(Data supplied)

PR #5384, opened 2026-08-18
fix(beads): resolve issue-shaped wisp dependencies

### LINKED ISSUE #5223: ReadyGraphOnly's dependency gate ignores issue-targeted wisp dependencies, excluding the wisp permanently
Found while verifying #3853. Not a blocker for it: the surface has no non-test
caller on `main` today, so this is latent until the consumer lands.

`doltliteWispDepGate()` in `internal/beads/doltlite_read_store_graph_only_ready.go`
resolves a blocker only through `depends_on_wisp_id`:

```go
wispTarget := "NULLIF(d.depends_on_wisp_id, '')"
blockerJoin := "LEFT JOIN " + doltliteWispTables.issues + " blocker ON blocker.id = " + wispTarget
// ... AND COALESCE(blocker.status, '') != 'closed'
```

`wisp_dependencies` also carries `depends_on_issue_id`, `depends_on_id`, and
`depends_on_external`. When a row uses one of those instead, `wispTarget` is
NULL, the LEFT JOIN produces no blocker row, and `COALESCE(blocker.status, '')`
is `''`, which is not `'closed'`. The `NOT EXISTS` is therefore false and the
wisp is excluded.

The exclusion is permanent. Closing the target issue does not clear it, because
the join never resolves the target in the first place. A step depending on a
regular bead would never appear ready through this path.

Direction of the bug is worth stating: it fails **closed**, under-reporting
readiness. That is the safe direction, and the opposite of the over-reporting
defect the same method was fixed for during review. Nothing dispatches work it
should not; work simply never becomes ready.

### The established shape to copy

`doltliteReadyIssueWhere` in `internal/beads/doltlite_read_store.go` already
models both target kinds and picks between them:

```go
blockerStatus = "CASE WHEN " + wispTarget + " IS NOT NULL " +
    "THEN COALESCE(blocker_wisp.status, '') " +
    "ELSE COALESCE(blocker_issue.status, '') END"
```

The graph-only gate wants the same two-arm resolution. It deliberately omits
the type-exclusion filter, which is correct and documented, but the blocker
resolution should not have been narrowed along with it.

### Reachability

`grep` for non-test callers of `ReadyGraphOnly` or `GraphOnlyReadyFor` at
`main` returns nothing. The consumer is #3835
(`build_desired_state_graph_ready.go`), so this becomes live behavior when that
merges. Fixing it before then costs nothing; after then it is a dispatch stall
that looks like missing work rather than an error.

### Test worth adding

A wisp whose `depends_on_issue_id` points at a **closed** issue should be
returned. That case fails today and passes with the two-arm resolution, so it
pins the fix rather than restating it. The existing
`TestDoltliteReadStoreReadyGraphOnlyExcludesBlockedWisps` covers the wisp-target
arm on both sides and can stay as is.

quad341:
## Summary

- Resolve issue-shaped `wisp_dependencies` through the durable issue table in `doltliteWispDepGate`.
- Preserve the existing wisp-target arm and fail-closed behavior for unresolved dependencies.
- Add a RED/GREEN pinning test proving an open issue blocks readiness and a closed issue releases it.

Closes #5223.

## Testing

- [x] Focused native DoltLite regression: 1 PASS, 0 FAIL, 0 SKIP.
- [x] `make test-native-doltlite-beads` passed on the reviewed SHA.
- [x] `go vet ./...` passed.
- [ ] `make test-local-full-parallel` remains red on the reviewed SHA: 26 PASS / 14 FAIL / 0 SKIP jobs. Criterion 3 is explicitly waived for this gate by mayor ruling `gm-wisp-hmtkss`; the failures remain recorded as failures, are attributed on `ga-h3dioy`, and are linked to `ga-cqq3hs`.

## Release gate

- Reviewed commit: `2dbb5c79a6bd253a50438dd7601769a86bb4f601`
- Review bead: `ga-x97emt` — PASS
- Deploy bead: `ga-h3dioy`
- Gate record: `release-gates/ga-h3dioy-doltlite-wisp-issue-dependency-gate.md`

## Checklist

- [x] Linked issue #5223.
- [x] Added regression coverage for the behavior change.
- [x] User-facing docs are not affected.
- [x] No breaking change or migration.


quad341:
@quad341 — nice catch on this one. The bug was invisible in the happy path: a `wisp_dependencies` row carrying only `depends_on_issue_id` left `wispTarget` NULL, so the blocker join never matched, status came back `''`, and `'' != 'closed'` kept the wisp excluded *forever* — even after its blocker closed. A permanently stalled wisp is silent, not loud, which is the worst way for a dispatch bug to fail.

Mirroring `doltliteReadyIssueWhere`'s two-arm `CASE` exactly, rather than inventing a new predicate, is what made this reviewable in minutes — I diffed the two and they line up. And pinning *both* directions (open blocker excludes, closed blocker releases) is what makes it a real regression test instead of one that would pass against a gate that blocks everything.

Merging as-is. The red `Integration / packages-core-2-of-4` isn't yours: it's `TestSkipRevisionSnapshot_StillDetectsPackContentChange` in `internal/config`, which doesn't exist in your branch at all — and `main`'s own CI is red on it, so a rebase wouldn't help. That's ours, tracked at `ga-cqq3hs`.

Worth a follow-up bead, not a change here: a blocker recorded only in the generic `depends_on_id` column still routes to the issues arm. Same limitation the sibling predicate has, so it's pre-existing — but your test file is now the natural home for it.


---

PR #5386, opened 2026-08-18
feat: cross-city gc mail — remote mail send|reply|inbox via --context + [supervisor.hardened] grant-gated second listener

aphexcx:
## Summary

Two commits that together make **city ↔ city mail with a real sender identity** possible with `gc` alone (no ssh, no `--from human`), for a supervisor that must stay the trusted loopback control plane *and* accept grant-signed remote writes.

1. **`feat(cli): route gc mail send|reply|inbox to a remote city via --context`**
   `gc --context <peer> mail send|reply|inbox` were refused ("remote support is being enabled incrementally") although the control plane already exposes `POST /v0/city/{c}/mail` (with `from`), `POST /mail/{id}/reply` and the inbox GET. This routes them through the existing remote transport (`resolveWriteTarget` / `resolveReadTarget`, same pattern as `sling_remote.go`), adds `api.Client.SendMail/ReplyMail`, and defaults the sender to `<local city>/<identity>` (alias > agent > session id > human; `--from` overrides) so the far side knows which city to answer. `--all` / `--notify` are refused remotely; the target is echoed to stderr like sling / rig add; help + `docs/reference/cli.md` regenerated (mail hunks only).

2. **`feat(supervisor): [supervisor.hardened] — a second, grant-gated API listener`**
   `[supervisor] write_auth_verify_key` gates *every* per-city mutation on the single listener — including first-party callers that mint no grant (dashboard SPA, workspace-service adapters posting session messages, the local gc client). So a supervisor that is also a local control plane could not require grants on its remote path without 401-ing itself, and tailnet/VPN-exposed supervisors ran with an unauthenticated write plane. `[supervisor.hardened] {bind,port,write_auth_verify_key}` adds an optional second listener over the same mux, wrapped in `writeAuthMiddleware` with its own key **plus a front door** (`hardenedListenerGuard`) that refuses supervisor-scope mutations (notably `POST /v0/city` — city creation with a caller-chosen `start_command`, which write-auth exempts by design), every `/svc/*` request (a GET can be a WebSocket upgrade the proxy then tunnels), and any protocol upgrade. Fail-closed & all-or-nothing boot: missing key, shared kid with the primary key list (each verifier has its own single-use replay guard), hardened port = primary, read-only primary, or hardened bind failure → no listener comes up. `GC_CITY_WRITE_PUBKEY` is not consulted for the hardened key. Runbook: `[supervisor.hardened]` section + §5a cross-city mail.

## Deployment shape this enables

```
city A supervisor ── 127.0.0.1:8372 (first-party, unchanged) 
                  └─ 127.0.0.1:8447 [supervisor.hardened] verify kid "b" ◄── tailscale serve :8443 (TLS, tailnet-only) ◄── city B: gc --context a mail send mayor
```
Each city keeps its own ed25519 key; only public keys cross the wire (`gc context add … --grant-command 'gc-write-mint --kid b --key … --city a'`).

## Testing

- `go test ./internal/supervisor ./internal/api -run 'Hardened|WriteAuth|Mail'`, `go test ./cmd/gc -run 'RemoteMail|MailSendRemote|MailReplyRemote|MailInboxRemote|CmdMail_Context|TestRunSupervisor'` — all green on this branch (upstream/main + these two commits).
- Live smoke (patched binary): isolated supervisor with `[supervisor.hardened]` → primary POST not gated, hardened POST without grant → `401 missing X-GC-City-Write grant`, hardened GET 200; `gc --context … mail send` with a `gc-write-mint` grant reaches the handler; against a real supervisor via a loopback context: send → `Sent message … (as <city>/<id>)`, inbox shows the qualified sender, reply → addressed back to it.
- Independent security review (2 rounds, deep) of the listener commit: round-1 findings (grant-less `POST /v0/city` on the hardened port, `/svc` websocket bypass, cross-listener jti replay via shared kid, non-atomic bind) are all fixed and confirmed closed in round 2.

## Latent upstream gap (not fixed here — flagging)

The same reviewer noted that upstream's *documented* hardened posture (primary bind `0.0.0.0` + `write_auth_verify_key`, `docs/runbooks/remote-hardened-city.md` §3) has the identical holes the new guard closes on the hardened listener: `POST /v0/city` (city creation) is reachable with only the CSRF header, and a `/svc` GET upgrade tunnels through the write gate. `hardenedListenerGuard` could be applied to a non-loopback grant-gated primary as well; I left that out to keep this PR's contract change scoped — happy to follow up.

### DIFF
--- a/cmd/gc/cmd_mail.go
+++ b/cmd/gc/cmd_mail.go
@@ -1450,7 +1450,16 @@ a non-running recipient. Unread mail alone does not request a wake.
 Use --from to override the sender identity.
 Use --to as an alternative to the positional <to> argument.
 Use -s/--subject for the summary line and -m/--message for the body text.
-Use --all to broadcast to all live sessions (excluding sender and "human").`,
+Use --all to broadcast to all live sessions (excluding sender and "human").
+
+With --context/--city-url the message is sent to a REMOTE city over the
+control plane (a hardened city requires the context's grant_command). The
+sender then defaults to "<local city>/<identity>" (e.g. citadel/mayor) so the
+far side knows which city to answer with 'gc --context <city> mail send';
+--from overrides it. The remote city stores an unknown sender literally, but
+if it has a session whose alias equals that string (a rig named after the
+sending city) the message binds to that session — do not name a rig after a
+city that mails you. --all and --notify are refused for a remote city.`,
 		Example: `  gc mail send mayor "Build is green"
   gc mail send mayor -s "Build is green"
   gc mail send myrig/witness -s "Need investigation" -m "Attach logs from the last failed run"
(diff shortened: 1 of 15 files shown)


A3Ackerman:
Data point from two downstream cities: the first commit here (`cdcd0611c`, the `--context` mail routing) has been carried on both cities' fork lineage since 2026-08-18 with no fix-up needed since; the hardened-listener commit we have not exercised. #5797 (draft RFC) is complementary rather than competing — it is addressing inside one shared `messaging` store and assumes this transport for the city-to-city hop — so from our side this is the one to land first.

PR #5387, opened 2026-08-18
perf(cmd/gc): stop re-reading every cached pack file on each config load

quad341:
## What this changes

`EnsureBuiltinRuntimeAssets`' ready fast path re-validated the synthetic pack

(End Data supplied)

**Work task:** Please copy all lines of the listing in which the string "opened" occurs.

**Worked solution:**
PR #5384, opened 2026-08-18
PR #5386, opened 2026-08-18
PR #5387, opened 2026-08-18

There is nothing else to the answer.